The post-obit table shows the results sets from three consecutive runs of the preceding script.

• Find that each results prepare has rand_digit and frequency columns.
• The rand_digit column values extend from one through ten in each results set.
• The frequency cavalcade values vary from one results set to the adjacent.  However, yous can encounter that the frequency column values are around 100 for each row.  This outcome indicates the frequency values are approximately uniformly distributed inside each of the three results sets.
• The frequency cavalcade values are distinct because the pseudo-rand values generated from each run of the script is unique even while their distribution overall reflects a uniform distribution.

Pseudo-random digit values that are uniformly distributed offer many potential benefits to database applications, including taking a random sample of the rows in a very big table.  The next section illustrates 1 approach to implementing this kind of solution.
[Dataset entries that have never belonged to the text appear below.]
PR #3357, opened 2026-07-24
feat(app-blocks): deep-link to a review finding (open tab + scroll + copy-link) [Phase 2.3 fast-follow]

ZacxDev:
## What

Deep-link-to-a-finding on the App Blocks agentic-review report (Phase 2.3 fast-follow). A moderator can now link to and share a specific finding:

- Landing on `/apps/review/<id>#finding-security-2` **activates the Security audit tab** and **scrolls that finding into view** with a brief, animation-free highlight.
- Each code/security finding gets a subtle one-click **"copy link"** affordance that copies the absolute deep link and reflects the anchor into the URL.

## Why

The report is tabbed (Summary | Code review | Security audit | Scopes) with one section visible at a time, so a moderator previously had no way to point a teammate at a specific finding. This makes findings addressable and shareable.

## How

- **Pure helpers** in `agentReviewReport.ts` (unit-tested): `findingAnchorId(tab, i)` and a total/defensive `parseReportHash()` that maps a URL hash to `{ tab?, anchorId? }` — tolerant of a missing `#`, unknown tabs, and malformed input (never throws).
- **Controlled tabs**: `ReportTabs` swaps `defaultValue` for controlled `value` + `onChange`, keeping `keepMounted`.
- **Hash sync WITHOUT next/router**: the renderer stays prop-only and router-agnostic — it reads `window.location.hash` in an effect, listens to `hashchange`, and writes the URL via `history.replaceState`. This is deliberate: `history.replaceState` updates the URL **without a router navigation**, so it does **not** trip the review page's route-leave navigation guard (a router `push`/`replace` would).
- **Scroll timing**: `keepMounted` panels are `display:none` until active, so a deep link activates the tab first, then scrolls the target card on the next `requestAnimationFrame` (once the panel is visible). Highlight clears after ~2s via a ref'd timeout (cleared on unmount).
- **Copy-link** uses Mantine `useClipboard` (precedent: `ApiKeyModal`) and builds the URL from `window.location` only.

### Tab / anchor scheme

- Tabs: `summary` | `code` | `security` | `scopes`.
- Anchors only on the two finding tabs: `finding-code-<i>` / `finding-security-<i>`, where `<i>` is the finding's index in the **severity-sorted render list** (the order the moderator sees), so a shared link lands on the same visible card. Summary/Scopes are not anchored.

## Safety

- All existing sanitization is intact: every finding string stays React-escaped, no `dangerouslySetInnerHTML`, no new markdown surface. The copy-link reads `window.location` only.
- SSR-safe: all `window`/`document`/`history` access is inside effects or event handlers, guarded for `typeof window`.
- **Dark / additive** — it renders inside the already-flag-gated `/apps/review/[publishRequestId]` page; no behavior change when the flag is off.

## Tests

- Node unit suite: added `findingAnchorId` + `parseReportHash` cases (valid tab+index, bare tab, missing `#`, unknown/malformed, negative/NaN index tolerated, round-trip). Suite green locally (`vitest run --project unit`).
- Browser (Vitest browser mode): `ReportTabs.browser.test.tsx` — hash `#finding-security-1` activates the Security tab, the target card carries `id="finding-security-1"`, and the copy-link affordance is present. Authored per convention; not run locally (no headless browser on the dev host).

## Verification honesty

Not verified in a real browser against the mod-gated review page (can't drive it headlessly). The DOM/interaction behavior is covered by the browser test (CI/pr-preview runs it) and still needs a human click-path check on the deployed preview. The **pr-preview typecheck and an adversarial `/audit-pr` are the real gates.**

### DIFF
--- a/src/components/Apps/ReportTabs.browser.test.tsx
+++ b/src/components/Apps/ReportTabs.browser.test.tsx
@@ -8,14 +8,18 @@ import { renderWithProviders } from '../../../test/component-setup';
  * (Phase 2.3 fast-follow) — browser-mode component tests.
  *
  * `ReportTabs` is prop-only + router-agnostic: it reads/writes the URL hash
- * directly (never next/router) so a deep link `#finding-<tab>-<index>` opens the
+ * directly (never next/router). Deep-linking is GATED on the route — active only
+ * on the dedicated review page (`/apps/review/<id>`), inert in the review modal
+ * (`/apps/review`). When active, a deep link `#finding-<tab>-<index>` opens the
  * right tab, scrolls the target card into view with a transient highlight, and
  * each finding card carries a subtle "copy link" affordance.
  *
  * Covers:
- *  - landing on `#finding-security-1` activates the Security audit tab;
- *  - the target finding card carries `id="finding-security-1"`;
- *  - each finding card renders a "copy link" ActionIcon.
+ *  - on the page route, landing on `#finding-security-1` activates the Security
+ *    audit tab, the card carries `id="finding-security-1"`, `scrollIntoView`
+ *    fires (deterministic post-commit scroll), and a copy-link renders;
+ *  - a bare tab hash (`#code`) activates that tab with no finding target;
+ *  - on the modal route there is NO deep-linking (no copy-link, no anchor id).
  *
  * The Summary tab renders `summaryMd` through CustomMarkdown, which reads
  * `useCurrentUser()`. We keep `summaryMd` null here so that surface is never hit,
@@ -28,6 +32,9 @@ vi.mock('~/hooks/useCurrentUser', () => ({
 }));
 
 const { ReportTabs } = await import('./ReportTabs');
+
+// The dedicated review PAGE route enables deep-linking (`/apps/review/<id>`).
+const PAGE_PATH = '/apps/review/pubreq_test';
 
 // Two security findings in severity order (critical, then high) → the second
 // card (index 1) is the `high` one, so `#finding-security-1` targets it.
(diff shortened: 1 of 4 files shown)


CivitaiDevOpsAgent:

ZacxDev:
Applied the two 🟡 items from the adversarial audit (verdict was safe-to-merge, no 🔴):

**1. Deterministic post-commit scroll.** The single `requestAnimationFrame` could fire before React committed the tab switch, so `scrollIntoView` hit a still-`display:none` `keepMounted` panel (no-op) while the highlight was set unconditionally. Reworked: `applyHash` stashes the pending anchor, and the scroll + highlight run in a `useEffect` keyed on the active tab — so it executes after the target panel is committed/visible. Highlight is now set only when the element is actually found. This also removes the rAF-after-unmount `setState` nit.

**2. Gate all deep-link behavior behind `deepLinkable`.** `ReportTabs` renders in both the dedicated review page (`/apps/review/<id>`) and the legacy review modal (`/apps/review`); hash read/write, per-finding anchors, and the copy-link only make sense on the page (in the modal a copy-link URL would reopen nothing). 

Gating approach: **route-derive** (`window.location.pathname.startsWith(/apps/review/)`), computed in a mount effect, rather than prop-drilling. The two surfaces share the chain `OnsiteReviewModalBody → AgentReviewPanel → ReportTabs` (3 shared components), so threading a prop would touch all of them; reading the actual route keeps it self-contained in `ReportTabs`. On the modal the component now behaves exactly as before the feature (no anchors / no copy-link / no hash writes), which also closes the stale-hash-bleed nit the audit noted.

Tests: browser test adds page-route deep-link + `scrollIntoView`-fires coverage and a modal-route case asserting no copy-link / no anchor ids. Node helper tests unchanged (20/20). `tsc` clean on edited files (the pre-existing project errors are unrelated).

Honest note: the DOM/interaction behavior is only covered by the report-only browser test — it still needs a human click-path check on the deployed preview (the mod-gated page cannot be driven headlessly here).

PR #3360, opened 2026-07-24
feat(articles): rescan cover+skip-locked fix, mod per-image scan override, class-aware scan UI

JustMaier:
## Summary
Fixes the article "scan status" flow that could leave `Article.ingestion = Error/Blocked` permanently when one image couldn't be scanned, and gives moderators a per-image override plus a class-aware UI.

## Backend
- **Rescan cover fix + skip-locked** (`rescanArticle`): also re-ingests the cover image — `Article.coverId` is a separate FK not present in `ImageConnection`, so a broken cover was never re-queued. The re-queue filter now also skips `nsfwLevelLocked` images (`ingestion !== Pending && !nsfwLevelLocked`) for both connection images and the cover, so a moderator override is permanent (a hard-violation rescan would otherwise re-block it).
- **New mutation** `article.resolveImageScan` (`moderatorProcedure`, flag-gated on `articleImageScanning`): `{ articleId: number, imageId: number, nsfwLevel: NsfwLevel }`. Reuses the existing `resolveIngestionError` (`{ id, nsfwLevel, userId }`) to set level + `nsfwLevelLocked` + `ingestion=Scanned`, then calls `recomputeArticleIngestion(articleId)` so the article leaves Error/Blocked, then queues the article search index.
- **Expose the cause** (`getArticleScanStatus`): now selects `scanJobs` + `nsfwLevelLocked` and plucks `scanJobs.error.{failureClass, reason}` into the per-image return shape (error images get `failureClass`/`reason`/`nsfwLevelLocked`; blocked images get `nsfwLevelLocked`).

## Frontend (`ArticleProblematicImages.tsx` / `ArticleScanStatus.tsx`)
- **Class-aware cause** per failed image: transient → "scanning failed, retrying automatically"; permanent → "can't be scanned (unsupported/corrupt) — replace it"; NotFound → "image not found — re-upload it"; Blocked → `blockedFor`.
- **Mod-only per-image Override**: a small browsing-level `Select` + Override button that calls `article.resolveImageScan` and invalidates the scan-status query on success; already-locked images render an "Overridden" badge. Rendered only when `currentUser?.isModerator`. The existing "Rescan Article" button is retained.

## Decision to call out
The mod override intentionally **covers Blocked images**: `resolveIngestionError` sets `ingestion=Scanned`, which un-blocks a policy-blocked image. This is an intentional moderator escalation path; the resulting lock keeps a later clean rescan from re-blocking, though a fresh hard violation still re-blocks.

## Notes
- `resolveImageScan` passes `{ id, nsfwLevel, userId }` to `resolveIngestionError`; the function has no `isModerator` param (the router already gates on `moderatorProcedure`).
- The override picker is a small local `Select` of `browsingLevels`/`browsingLevelLabels` — no existing browsing-level picker was cleanly reusable here (the closest, `CollectionItemNSFWLevelSelector`, is coupled to collection hooks).
- `pnpm run typecheck` passes clean.


CivitaiDevOpsAgent:
### [PR-REVIEW] round 4 — 0 finding(s) (confidence ≥ 0.80)

PR #2996, opened 2026-07-08
feat(apps): my-submissions status sections + external-review modal UX

ZacxDev:
UX polish on two App Blocks surfaces. All changes are **dark** — behind `features.appBlocks` / `appBlocksAuthor`, mod/author-gated.

## Part A — /apps/my-submissions: status-grouped sections (both lists)
Both the onsite `MySubmissionsList` and offsite `OffsiteSubmissionsList` are restructured from a single sortable table into status **SECTIONS**, in a fixed order:

**Live → Pending → Rejected (collapsed) → Withdrawn (collapsed)**

- Live + Pending are always expanded; Rejected + Withdrawn are wrapped in a default-**collapsed** `Collapse` whose header (chevron + label + count) toggles it.
- Each app **group** is bucketed by its `latest` submission's status: `approved` → Live (all deploy sub-states building/deploying/live/failed stay in Live — the row badge still distinguishes them), `pending` → Pending, `rejected` → Rejected, `withdrawn`/unknown → Withdrawn (safe closed default).
- Existing per-app version-collapse, the client text filter, and the row components (`OnsiteRow`/`OffsiteRow`) are reused unchanged — only the partitioning is new.
- Empty sections don't render (no "Rejected 0"). Section containers + collapse toggles carry stable `data-testid`s (`apps-submissions-section-*`, `apps-offsite-submissions-section-*`, `-toggle`).
- The pure bucketing (`bucketGroupsByStatus` / `statusBucket`) lives in `submissionsTable.ts` and is unit-tested; the shared section UI (`StatusSections`) lives in `submissionsTableUi.tsx`.
- Status is now the section, so the sortable column headers were dropped in favor of a plain `submittedAt desc` sort within each section.

## Part B — OffsiteReviewModal (mod external-review): 3 fixes
1. **Approve-notes gating** — approval is now behind an explicit `Approve…` click (mirrors Reject). `actionMode: 'view' | 'reject' | 'approve'`: view shows only `[Reject…] [Approve…]`; the "Approval notes (optional)" textarea + confirm Approve appear only in approve mode. `approvalNotes` cleared on close.
2. **Friendly dates** — the external-review submitted timestamps (the modal's submitted line + the review-queue "Submitted" column) now render `MMMM D, YYYY` (e.g. "June 7, 2026") via the shared date util. Audit-trail timestamps (report "Reported", moderation history) keep the full time-of-day formatter.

Results prepare from 1 st Script Run	Results fix from 2 nd Script Run	Results fix from 3 rd Script Run

Selecting a random sample from a very big table

Two prior tips demonstrated how to create a data warehouse of historical stock prices and volumes with information from the first trading appointment in 2009 through October seven, 2019.  The Next Steps section in this tip contains links for learning more about the information warehouse.  A fact table in the data warehouse (yahoo_prices_valid_vols_only) contains over 14 one thousand thousand rows.  Earlier demonstrating random sampling techniques for rows from a large table, it will be helpful to query the yahoo_prices_valid_vols_only table to get together a few metrics on its contents.  The post-obit script generates these metrics.
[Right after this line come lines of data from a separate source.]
PR #3362, opened 2026-07-24
chore(lint): add CI job, drop type-aware override and prettier plugin

JustMaier:
Deletions and additive CI only. No lint findings were fixed.

## Timings

| | before | after |
|---|---|---|
| `eslint src/utils` (82 files, no cache) | **4m 34s** | **8.4s** |
| `pnpm run lint` (full `src/`, cold cache) | ~2h 40m (extrapolated) | **1m 07s** (measured) |

The full "before" number is extrapolated rather than measured — the sample works out to 42s of program build plus ~2.8s/file, so 4,113 files is ~3.2h. I did not sit through a real full run.

## Findings after the change

3,777 total (307 errors, 3,470 warnings) across 1,119 files. Was 9,594.

```
  1762  @typescript-eslint/no-explicit-any
  1375  @typescript-eslint/no-unused-vars
   154  react-hooks/exhaustive-deps
   144  @typescript-eslint/no-empty-function
   107  @typescript-eslint/consistent-type-imports
    92  tailwindcss/classnames-order
    57  @next/next/no-img-element
    23  tailwindcss/enforces-shorthand
    22  react/no-unescaped-entities
    10  prefer-const
     7  @typescript-eslint/ban-types
     6  react-hooks/rules-of-hooks
     5  tailwindcss/migration-from-tailwind-2
     5  @typescript-eslint/no-inferrable-types
     2  jsx-a11y/alt-text
     1  each: react/display-name, @typescript-eslint/no-empty-interface,
           react/jsx-closing-bracket-location, react/no-children-prop,
           @typescript-eslint/no-var-requires, @typescript-eslint/no-empty-object-type
```

## 1. Type-aware override removed

`.eslintrc.js` set `parserOptions: { project: './tsconfig.json' }` on every `.ts`/`.tsx` while its own `rules` block was empty. I read the whole config to confirm nothing else needed type information:

- `plugin:@typescript-eslint/recommended` (v5) is the non-type-checked preset; the type-aware companion `recommended-requiring-type-checking` was commented out.
- `next/core-web-vitals`, `plugin:tailwindcss/recommended`, `react/jsx-closing-bracket-location`, `consistent-type-imports`, and `no-unused-vars` are all syntax-only.
- The local `no-io-in-transaction` rule is a pure AST walk (`eslint-local-rules.js`) with no `getTypeChecker` usage.

The sole consumer was root-level `@typescript-eslint/restrict-template-expressions` at `warn`. Both it and the override are deleted.

## 2. CI lint job

New `.github/workflows/lint.yml`, on PRs into `main`/`release`, two parallel jobs:

- **ESLint + Prettier** — changed `.ts`/`.tsx` vs the PR base only. Full-repo would fail on all 3,777 pre-existing findings and be disabled within a week. ESLint is further filtered to `src/` and `packages/`, the only trees with a config.
- **Typecheck** — full `pnpm run typecheck`. Cheap and currently unenforced: `.husky/pre-push` early-exits for `Justin Maier` and `bkdiehl`, so in practice it never runs.

Both jobs skip the submodule except typecheck, which initializes `event-engine-common` via `webfactory/ssh-agent` and `SUBMODULE_SSH_KEY` (same secret the pin-guard workflow already uses). Without it tsc emits a wall of missing-module errors.

**Node version discrepancy, not resolved here:** `.nvmrc` says `24.18.0`, the Dockerfile builds on node 22. The workflow follows `.nvmrc` per instruction. Worth reconciling separately — CI type-checking on a different major than the one that ships is a real gap, just not this PR's.

## 3. Prettier split out of ESLint

`prettier/prettier` was 5,830 of 9,594 findings, all duplicated by `pnpm prettier:check`. Verified rather than assumed:

- **File set** — `prettier:check` globs `**/*.{ts,tsx}` and there is **no `.prettierignore` file at all** (the audit said "empty"; it does not exist, same practical effect — only prettier's built-in `node_modules` exclusion applies). `pnpm lint` covers `src/` only. Superset confirmed.
- **Options** — `.prettierrc` is `{trailingComma: es5, tabWidth: 2, printWidth: 100, singleQuote: true}`; the inline ESLint options were `{printWidth: 100, endOfLine: 'auto', singleQuote: true, trailingComma: 'es5'}`. `tabWidth: 2` is prettier's default, so the only real delta is `endOfLine` — `auto` in ESLint vs the default `lf` in `.prettierrc`. `prettier:check` (the surviving path) is the stricter of the two, so nothing is lost.

`eslint-config-prettier` kept in `extends` at its current version.

## 4. Dead dependencies

Each confirmed by grep across the repo excluding `package.json` and the lockfile — zero hits: `eslint-config-airbnb`, `eslint-config-airbnb-typescript`, `eslint-config-mantine`, `eslint-import-resolver-typescript` (its `import/resolver` block has been commented out), `lint-staged`.

The `lint-staged` config block ran `tsc-files --noEmit`, and `tsc-files` is not installed and not in the lockfile. Its husky call has been commented out since someone left the note "apparently tsc-files just doesn't work on windows. at all." Block removed with the dep.

`eslint-plugin-import` **kept** — `packages/.eslintrc.cjs` registers it for `pnpm lint:packages`. Also fixed that file's stale comment claiming packages don't inherit the app's "airbnb" config; airbnb was never in `extends`.

## 5. eslint-config-next pin

Added `"eslint-config-next": "15"` to `pnpm.overrides`, and a `//eslint-config-next` note beside it explaining why. The note lives at the top level rather than inline in `devDependencies` because pnpm rejects a `//`-prefixed key inside a dependency block (`ERR_PNPM_INVALID_PACKAGE_NAME`). `.eslintrc.js` now points at the override so the two stay linked.

## 6. openai to zod override — deleted, not moved

Confirmed the audit: `package.json` had a top-level npm-style `"overrides": {"openai": {"zod": "$zod"}}`, pnpm only reads `pnpm.overrides`, and the lockfile's `overrides:` block contained no `openai` entry. It has never applied.

I removed it rather than moving it. Installed `openai@4.104.0` declares `zod: ^3.23.8` as an **optional** peer with no `zod` in its own `dependencies`; the repo is on `zod ^4.0.17` and pnpm already reports `openai 4.104.0 -> unmet peer zod@^3.23.8: found 4.0.17`. Since openai has no nested `zod` to redirect, `$zod` would resolve to the same 4.0.17 that is already there — a no-op that also asserts a compatibility openai@4 does not claim. Moving it changes no resolved version; it just makes a broken peer look sanctioned. Happy to restore it under `pnpm.overrides` if someone wants the declaration on record.

## Verified

- `pnpm run typecheck` — clean, full output read, exit 0.
- `pnpm run lint` — 1m07s, counts above.
- `pnpm run lint:packages` — **fails identically before and after** this change (verified by stashing to a clean tree): 2 `import/no-extraneous-dependencies` errors on `packages/civitai-axiom/src/__tests__/*.test.ts` for `vitest`. This looks like a Windows-only artifact — the rule's `devDependencies: ['**/*.test.ts']` allowlist is minimatched against an absolute backslash path. Pre-existing and out of scope; flagging because it means the config's own gate is red on Windows today. It should pass on the Linux CI runner.
- `package.json` parses; `lint.yml` parses as YAML.

## What this workflow actually guards (honest accounting)

Worth recording plainly, because the CI job is easy to over-read:

- **Typecheck is 100% new coverage.** `.husky/pre-push:8` exits 0 when the branch isn't `main` **or** the user is Justin/bkdiehl. Everyone develops on feature branches, so that hook has effectively never run for anyone, and type errors currently reach the preview build before anything catches them. This job catches them at PR time. That alone justifies it. Caveat: it is skipped on fork PRs (private submodule + no secrets), so a fork gets no gating from this workflow.
- **The report-only ESLint/Prettier steps guard nothing today.** That is acceptable only if the flip to blocking actually happens, and the flip is pinned to a Prettier 2 to 3 upgrade that is not scheduled.
- **The added-files gate is what makes this not-nothing in the meantime.** Newly added files block on ESLint errors and Prettier. Measured over the last 30 commits: of 20 newly added src files, 6 fail Prettier and 4 carry ESLint errors, so 8 of 20 (40%) would have been blocked. It is not the "free" gate it looks like, but it does stop the 789-file formatting backlog from growing.

**Documented follow-up (not built here):** the better long-term shape is a **baseline diff** rather than a repo-wide reformat. For each changed file, also run the check against `FETCH_HEAD:$file` and report only if it got *worse* - exact for Prettier, error-count comparison for ESLint. Roughly 15 lines, gives a genuinely blocking regression gate without touching a single existing file, and does not depend on the Prettier upgrade ever happening.

## Out of scope

typescript-eslint v5 to v8, ESLint 8 to 9 / flat config, Prettier 2 to 3, Node and `@types/node` alignment, husky hook cleanup beyond removing the dead lint-staged block, and any repo-wide `prettier --write`.

### DIFF
--- a/.eslintrc.js
+++ b/.eslintrc.js
@@ -5,6 +5,7 @@
 // eslint-config-next 16 is flat-config-only (peer `eslint >=9`); extending it
 // from eslintrc makes @eslint/eslintrc reject it and then crash formatting the
 // error ("Converting circular structure to JSON"), so lint silently never runs.
+// Enforced by the `eslint-config-next: "15"` entry in package.json `pnpm.overrides`.
 module.exports = {
   root: true,
   parser: '@typescript-eslint/parser',
@@ -12,7 +13,7 @@ module.exports = {
     ecmaVersion: 'latest',
     sourceType: 'module',
   },
-  plugins: ['@typescript-eslint', 'prettier', 'local-rules'],
+  plugins: ['@typescript-eslint', 'local-rules'],
   extends: [
     'next/core-web-vitals',
     'plugin:@typescript-eslint/recommended', // lightweight rules (no type info)
@@ -48,16 +49,9 @@ module.exports = {
 
     // 'import/no-cycle': ['error'],
 
-    // prettier overrides
-    'prettier/prettier': [
-      'error',
-      {
-        printWidth: 100,
-        endOfLine: 'auto',
-        singleQuote: true,
-        trailingComma: 'es5',
-      },
-    ],
+    // Formatting is owned by `pnpm prettier:check` / `prettier:write`, not by
+    // eslint-plugin-prettier. `eslint-config-prettier` (extended above) stays so
+    // ESLint's stylistic rules don't fight it.
 
     // rule tweaks
     'no-use-before-define': 'off',
@@ -67,10 +61,6 @@ module.exports = {
     '@typescript-eslint/no-namespace': 'off',
     '@typescript-eslint/no-non-null-assertion': 'off',
     '@typescript-eslint/consistent-type-imports': ['error'],
-    '@typescript-eslint/restrict-template-expressions': [
-      'warn',
-      { allowBoolean: true },
-    ],
 
     'tailwindcss/no-custom-classname': [
       'off',
@@ -80,19 +70,7 @@ module.exports = {
     ],
   },
 
-  overrides: [
-    {
-      files: ['*.ts', '*.tsx'],
-      parserOptions: {
-        project: './tsconfig.json',
-      },
-      // extends: ['plugin:@typescript-eslint/recommended-requiring-type-checking'],
-      rules: {
-        // put only the rules that *need* type info here
-        // example:
-        // '@typescript-eslint/no-floating-promises': 'error',
-        // '@typescript-eslint/no-misused-promises': 'error',
-      },
-    },
-  ],
+  // No type-aware linting: `parserOptions.project` costs ~40s of program build plus
+  // ~2.3s/file (2h40m across the repo). If a type-aware rule is ever worth that, add
+  // an `overrides` entry scoped to the narrowest possible file set.
 };
--- a/.github/problem-matchers/eslint-unix.json
+++ b/.github/problem-matchers/eslint-unix.json
@@ -1,0 +1,19 @@
+{
+  "__comment": "Turns `eslint --format unix` output into GitHub file annotations. Paths must be relative to GITHUB_WORKSPACE, so lint.yml pipes eslint through sed to strip the workspace prefix. Line shape: src/foo.ts:12:5: message [Error/rule-name]",
+  "problemMatcher": [
+    {
+      "owner": "eslint-unix",
+      "pattern": [
+        {
+          "regexp": "^(.+):(\\d+):(\\d+):\\s(.+)\\s\\[(Error|Warning)/(.+)\\]$",
+          "file": 1,
+          "line": 2,
+          "column": 3,
+          "message": 4,
+          "severity": 5,
+          "code": 6
+        }
+      ]
+    }
+  ]
+}
--- a/.github/workflows/lint.yml
+++ b/.github/workflows/lint.yml
@@ -1,9 +1,19 @@
 name: Lint
 
-# Regression guard for code quality. Deliberately scoped so it stays green and fast:
-# ESLint and Prettier run ONLY on files the PR changed (the repo carries thousands of
-# pre-existing findings; a full-repo gate would fail every PR and get switched off).
-# Typecheck is full-repo because it is already expected to pass.
+# Regression guard for code quality.
+#
+# Typecheck is full-repo and BLOCKING - it passes today, so it is the real gate.
+#
+# ESLint and Prettier are report-only (`continue-on-error`). They are scoped to the
+# files a PR touches, but note that for a formatter "changed file" means the WHOLE
+# file, not the changed lines: 789 of 4,116 src files fail `prettier --check` today.
+# Across the 98 src files touched by the last 30 commits, 39 fail Prettier and 10
+# carry a pre-existing ESLint error, so 44 (45%) would red this job for reasons
+# unrelated to the PR. Blocking on that turns a 3-line bugfix into a 200-line
+# reformat, and the job gets disabled within a week. Annotations still surface.
+#
+# Both steps flip to blocking once the formatting/lint backlog is cleared, which is
+# planned to ride along with the Prettier 2->3 upgrade (that forces a reformat anyway).
 
 on:
   pull_request:
@@ -18,7 +28,7 @@ concurrency:
 
 jobs:
   eslint:
-    name: ESLint + Prettier (changed files)
+    name: ESLint + Prettier (changed files, report-only)
     runs-on: ubuntu-latest
     timeout-minutes: 10
     steps:
@@ -42,14 +52,17 @@ jobs:
           BASE_REF: ${{ github.base_ref }}
         run: |
           set -euo pipefail
-          git fetch -q --depth=1 origin "$BASE_REF"
+          git fetch -q origin "$BASE_REF"
           git diff --name-only --diff-filter=ACMR FETCH_HEAD...HEAD -- '*.ts' '*.tsx' > changed.txt || true
           echo "changed files:"
           cat changed.txt
           if [ -s changed.txt ]; then echo "any=true" >> "$GITHUB_OUTPUT"; else echo "any=false" >> "$GITHUB_OUTPUT"; fi
 
+      # Report-only: 10% of recently-touched files carry a pre-existing
+      # error-severity finding. See the header comment.
       - name: ESLint
         if: steps.changed.outputs.any == 'true'
+        continue-on-error: true
         run: |
           set -euo pipefail
           # eslint only has a config for src/ and packages/; skip anything else.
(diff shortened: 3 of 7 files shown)


JustMaier:
All five review points addressed in d02e9c3. I reproduced every measurement independently before changing anything — the review's numbers hold.

## Reproduced measurements

My sample is 98 files (`HEAD~30..HEAD` on this branch, which includes my own commits) vs the review's 90 from `main`, so counts run slightly higher. Same conclusion either way.

| | review | mine | 
|---|---|---|
| src files failing `prettier --check` | 790 / 4,109 | **789 / 4,116** (19%) |
| recently-touched files failing Prettier | 35 / 90 (39%) | **39 / 98** (40%) |
| ESLint problems in sample | 188 | **196** |
| files with >=1 error-severity finding | 9 (10%) | **10** (10%) |
| **union that would red the job** | 36 / 90 (40%) | **44 / 98 (45%)** |

Error-severity breakdown matches almost exactly: 7 `no-empty-function`, 5 `consistent-type-imports`, 5 `prefer-const`, 1 `no-inferrable-types`.

## 1 + 2 — BLOCKER / HIGH: both lint steps are now report-only

`continue-on-error: true` on the ESLint and Prettier steps, with the rationale and the flip-to-blocking plan (riding the Prettier 2→3 upgrade) recorded in the workflow header and beside each step. No repo-wide `prettier --write` — Justin's call stands. Typecheck stays blocking. Job renamed to `ESLint + Prettier (changed files, report-only)` so the intent is legible from the checks list.

## 3 — HIGH: fork PRs

I went further than the suggested fix. Gating just the ssh-agent and submodule steps stops the "ssh-private-key argument is empty" hard failure, but a fork still cannot fetch the private `event-engine-common`, so `tsc` then fails with the missing-module wall — the same unfixable red check, one step later. So the guard is on the **job**:

```yaml
if: github.event.pull_request.head.repo.full_name == github.repository
```

Fork PRs get a skipped check instead of a red one. Left a note not to make this a required check until the fork case is genuinely solved.

## 4 — MEDIUM: `--depth=1` dropped

Now `git fetch -q origin "$BASE_REF"`, matching `submodule-pin-guard.yml:41`.

## 5 — Also

- **Header comment fixed.** It now states explicitly that for a formatter, changed-file means the whole file, with the measured numbers inline.
- **`.husky/pre-commit` cleaned** — the commented-out `npx lint-staged` block, the dead branch check, and the `tsc-files` note are gone. The hook is now just the ToS lastmod logic plus `exit 0`.
- **Typecheck timeout 15 → 25 minutes.**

Non only does the following script compute the metrics, only it also creates a temporary table (#symbols_with_all_dates) with a subset of the stock symbols from the data warehouse.  The temporary table stores a subset of symbols from the data warehouse with a distinct symbol_id integer value for each symbol.

• The script starts by creating a fresh copy of the table (#symbols_with_all_dates).
• Next, the script reveals the exact number of rows in the fact tabular array (14,620,885).
• So, the script shows the full number of symbols in the fact table (8,089).
• This is followed past another select statement that counts the number of singled-out trading dates in the fact table (2709).
• Stock markets regularly register new stocks for trading besides as drop existing stocks that are no longer traded.  The adjacent query finds a subset of symbols that has a engagement value for all the distinct trading dates in the information warehouse.  The row_number function in a query assigns a symbol_id value to each such symbol.  There are 2,614 symbols in the subset.  This subset populates the #symbols_with_all_dates table.
• The final select argument in the script displays the rows in #symbols_with_all_dates.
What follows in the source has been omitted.